# Brag on Riley!!!



## KZoppa (Aug 14, 2010)

Alright so most of you know Riley is my problem dog. He's the barker I haven't been able to break the habit of barking at everything. He's the one who will bark for 5-10 minutes after someone gets here. He's not aggressive. He's not fearful. He's just difficult. 

Anyway, I ordered pizza for the kids. Pizza guy gets here and rings the bell. Riley does his usual OMG SOMEONE IS HERE barking thing and body slams the door hackles up. Shasta checked, saw no threat and went back to her kong. Riley stayed with me at the door. I told him to backup and sit-stay. HE ACTUALLY LISTENED AND HELD THE STAY!!! He's 7 years old and has always had trouble with stays when he's worked up. He generally will stay IN the spot but he fidgets and wont hold the body position. 

The door was wide up and he held his sit-stay the whole time I was getting the pizza and paying for it. The pizza guy had to come back because my cheesy bread got left behind. So Riley got to show off his good behavior not once but twice! Pretty proud of my pain in the butt.


----------



## Shade (Feb 20, 2012)

Good job!


----------



## gmcwife1 (Apr 5, 2012)

Yeah for Riley!!!


----------



## Nikitta (Nov 10, 2011)

OMG I have to wait until MY problem child Jasira is 7 years old before SHE listens? LOL She has the absolute worst car manners of any dog I've ever seen. I take her for her run in the morning and she used to bark at the cars going by, bark at the parked cars and jump all over front to back front to back. I worked with my friend , who've I've mentioned before, a profession dog trainer, and I latch her in the back seat and with a spray bottle have got the barking and whining down to a minimum. It's bearable. And she was always better, after her run then before. Well, yesturday I was completely suprised that after her run, she was barking and carrying on until I realized,since it was raining, I had the windshield wipers on. She went nuts. Anyone hear of anything so silly?


----------



## KZoppa (Aug 14, 2010)

Nikitta said:


> OMG I have to wait until MY problem child Jasira is 7 years old before SHE listens? LOL She has the absolute worst car manners of any dog I've ever seen. I take her for her run in the morning and she used to bark at the cars going by, bark at the parked cars and jump all over front to back front to back. I worked with my friend , who've I've mentioned before, a profession dog trainer, and I latch her in the back seat and with a spray bottle have got the barking and whining down to a minimum. It's bearable. And she was always better, after her run then before. Well, yesturday I was completely suprised that after her run, she was barking and carrying on until I realized,since it was raining, I had the windshield wipers on. She went nuts. Anyone hear of anything so silly?

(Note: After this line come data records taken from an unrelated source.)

PR #1581, opened 2025-07-15
Remove Rover tests box clip workaround

siramok:
Addresses bullets in #1513
- Removes the box clipping workaround for rover's tests now that #1559 is fixed.
- The "enable_imaging_planes" setting was no longer needed and has been reworked into "enable_rays_mesh".
- Updates Windows CI to upload test output as an artifact, since we don't have an easy way to re-run Windows CI locally.

Note: none of the baseline images needed to change, they are still 1-1 identical.

### DIFF
--- a/src/libs/rover/typed_scheduler.cpp
+++ b/src/libs/rover/typed_scheduler.cpp
@@ -1040,72 +1040,73 @@ TypedScheduler<FloatType>::to_blueprint(Node &data)
   optical_depth_spatial.set(optical_depth);
   optical_depth_spatial["topology"] = "spatial_topo";
 
-  // TODO: Remove this once issue #1559 is fixed
-  const bool enable_imaging_planes = rover::settings["enable_imaging_planes"].as_string() == "true";
-  if (enable_imaging_planes)
+  //
+  // Near plane mesh
+  //
+
+  write_blueprint_imaging_plane(data,
+                                "near_plane",
+                                near_width,
+                                near_height,
+                                center_near,
+                                left,
+                                up,
+                                llc_near,
+                                lrc_near,
+                                ulc_near,
+                                urc_near);
+
+  //
+  // View plane mesh
+  //
+
+  write_blueprint_imaging_plane(data,
+                                "view_plane",
+                                view_width,
+                                view_height,
+                                center_view,
+                                left,
+                                up,
+                                llc_view,
+                                lrc_view,
+                                ulc_view,
+                                urc_view);
+
+  //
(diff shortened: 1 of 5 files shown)


siramok:
My first instinct was to run this locally using docker, but it looks like azemu.py doesn't provide a launch Windows script. I suspect this PR is revealing a Windows-specific edge case with #1579. Perhaps @cyrush can take a look when you have some time?

There's no rush to get this merged. :)

cyrush:
That's correct. We don't have windows containers or a good way to emulate the windows case. I'll take a look.

cyrush:
@siramok  my windows build ran fine :-(

We need to publish the test results from github actions so we can take a look.

They should exist in:
```
build/tests/_output/
```

Can you look into how to publish artifacts with github actions?

src/libs/rover/typed_scheduler.cpp
```diff
@@ -1040,72 +1040,73 @@ TypedScheduler<FloatType>::to_blueprint(Node &data)
...
+                                   lrc_far,
+                                   urc_near,
+                                   urc_far,
+                                   ulc_near,
+                                   ulc_far);
+
+  // This mesh can be very large depending on the image width and height, and it won't
+  // always be useful. We only include it in the output if the user explicitly asks for it.
+  const bool enable_rays_mesh = rover::settings["enable_rays_mesh"].as_string() == "true";
+  if (enable_rays_mesh)
```
JustinPrivitera, line 1108: 👍

JustinPrivitera (commented):
Now we can add tests for the imaging planes and rays meshes since they won't be affected by the bounding box issue. That can be in a follow up. I am not approving since we want to figure out CI first.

LOL Riley's problem is we lived with my inlaws off and on a couple times and they just let the dogs do and behave however no matter what I said. he's always been kinda jumpy in the car and he was surrendered as a puppy because he had a barking problem (they wanted an outside dog and he didnt wanna be outside). He's always been slightly high on the reactive side of things too. Its taken me until recently to get him back under some kind of control behavior wise but i still cant trust him around other dogs OUTSIDE the house. inside he's fine with them. as for the wiper blades.... some dogs just go crazy over them. I dunno. there's a video on youtube of a shepherd going after the wipers on a mail truck. The mailman knew the dog and was playing with him but dog does that with wiper blades. you'd be surprised at some of the things that "set" dogs off like crazies. lol. You could try to desensitize her to them.... good luck with that one! haha. My husband also never really enforces proper behaviors so when he's gone, I take full advantage of enforcing certain behaviors.


----------



## Pattycakes (Sep 8, 2010)

Great job, Riley!   I bet you were so proud of him.

P.S. I bet the pizza delivery guy was happy Riley did so well too.


----------



## KZoppa (Aug 14, 2010)

Pattycakes said:


> Great job, Riley!   I bet you were so proud of him.
> 
> P.S. I bet the pizza delivery guy was happy Riley did so well too.


 
I was actually pretty surprised. He did everything right. He didnt look at him at all. He ignored him which I think is actually WHY Riley did so well. The delivery was very calm and relaxed, no quick movements, kept his body angled so he wasnt directly facing Riley. He knew they were shepherds too. I didnt get that "what kinda dog?" question all the others have asked. I was pretty impressed. Riley did pretty freaking awesome for the situation though given how he normally behaves


----------



## paulag1955 (Jun 29, 2010)

Aw, good job, Riley!


----------



## rjvamp (Aug 23, 2008)

That is awesome!!!! Congratulations!


----------